**Exercise requirements**
Retype the whole listing exactly.
........
PR #3040, opened 2021-04-04
Added score calculations 

TheRealJessicaLi:
## Explanation
Added score calculations (with testing) for practice sessions. Mastery calculations to be implemented in a separate PR.

## Checklist


BenHenning:
@TheRealJessicaLi looking at the CI results, it seems there might be some issues with building & running the domain questions tests. Do they build & run for you locally?

Also, I'll need to take a closer look at this tomorrow or Wendesday--apologies for the delay.

domain/src/main/java/org/oppia/android/domain/question/QuestionAssessmentCalculation.kt
```diff
@@ -0,0 +1,96 @@
...
+      scorePerSkillMapping[skillId] = MutableFractionGrade(0.0, 0.0)
+    }
+  }
+
+  /** Calculate the user's overall score and score per skill for this practice session. */
+  private fun calculateScores() {
+    for (questionMetric in questionSessionMetrics) {
+      val totalHintsPenalty = questionMetric.numberOfHintsUsed * viewHintPenalty
+      val totalWrongAnswerPenalty =
+        (questionMetric.numberOfAnswersSubmitted - 1) * wrongAnswerPenalty
```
........
**Your response**
PR #3040, opened 2021-04-04
Added score calculations 

TheRealJessicaLi:
## Explanation
Added score calculations (with testing) for practice sessions. Mastery calculations to be implemented in a separate PR.

## Checklist


BenHenning:
@TheRealJessicaLi looking at the CI results, it seems there might be some issues with building & running the domain questions tests. Do they build & run for you locally?

Also, I'll need to take a closer look at this tomorrow or Wendesday--apologies for the delay.

domain/src/main/java/org/oppia/android/domain/question/QuestionAssessmentCalculation.kt
```diff
@@ -0,0 +1,96 @@
...
+      scorePerSkillMapping[skillId] = MutableFractionGrade(0.0, 0.0)
+    }
+  }
+
+  /** Calculate the user's overall score and score per skill for this practice session. */
+  private fun calculateScores() {
+    for (questionMetric in questionSessionMetrics) {
+      val totalHintsPenalty = questionMetric.numberOfHintsUsed * viewHintPenalty
+      val totalWrongAnswerPenalty =
+        (questionMetric.numberOfAnswersSubmitted - 1) * wrongAnswerPenalty
```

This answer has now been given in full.